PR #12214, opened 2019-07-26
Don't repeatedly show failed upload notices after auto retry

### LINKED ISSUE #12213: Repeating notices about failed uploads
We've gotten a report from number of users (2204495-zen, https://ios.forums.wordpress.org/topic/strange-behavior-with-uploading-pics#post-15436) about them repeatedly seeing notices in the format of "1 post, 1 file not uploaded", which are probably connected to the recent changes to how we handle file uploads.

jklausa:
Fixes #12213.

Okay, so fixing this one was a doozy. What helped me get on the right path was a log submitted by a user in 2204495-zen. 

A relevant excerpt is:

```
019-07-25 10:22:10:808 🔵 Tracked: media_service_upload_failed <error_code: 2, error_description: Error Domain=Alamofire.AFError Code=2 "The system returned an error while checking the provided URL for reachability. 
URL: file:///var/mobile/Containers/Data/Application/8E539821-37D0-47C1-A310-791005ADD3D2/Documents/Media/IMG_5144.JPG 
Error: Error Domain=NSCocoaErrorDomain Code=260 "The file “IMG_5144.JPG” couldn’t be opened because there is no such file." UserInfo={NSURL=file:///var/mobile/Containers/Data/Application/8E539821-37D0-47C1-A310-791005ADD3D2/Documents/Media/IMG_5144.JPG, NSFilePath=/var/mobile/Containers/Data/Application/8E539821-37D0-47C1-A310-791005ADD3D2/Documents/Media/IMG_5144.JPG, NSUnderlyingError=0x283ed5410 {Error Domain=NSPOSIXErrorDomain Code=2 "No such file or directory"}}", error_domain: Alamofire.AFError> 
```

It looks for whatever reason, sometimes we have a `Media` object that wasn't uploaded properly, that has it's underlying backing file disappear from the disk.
= = =
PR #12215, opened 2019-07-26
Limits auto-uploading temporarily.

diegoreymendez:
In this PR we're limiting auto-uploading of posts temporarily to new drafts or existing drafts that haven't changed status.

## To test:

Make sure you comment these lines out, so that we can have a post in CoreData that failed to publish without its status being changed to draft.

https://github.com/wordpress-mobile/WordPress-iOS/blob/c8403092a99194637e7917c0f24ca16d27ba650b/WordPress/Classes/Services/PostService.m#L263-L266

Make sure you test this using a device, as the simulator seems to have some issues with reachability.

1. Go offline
= = =
• [TASK ITEM]: Your answer must consist solely of the lines above between the line holding "Make sure you comment" and the line holding "1. Go offline", inclusive, copied exactly.

• [RESPONSE TO THE EXERCISE]:
Make sure you comment these lines out, so that we can have a post in CoreData that failed to publish without its status being changed to draft.

https://github.com/wordpress-mobile/WordPress-iOS/blob/c8403092a99194637e7917c0f24ca16d27ba650b/WordPress/Classes/Services/PostService.m#L263-L266

Make sure you test this using a device, as the simulator seems to have some issues with reachability.

1. Go offline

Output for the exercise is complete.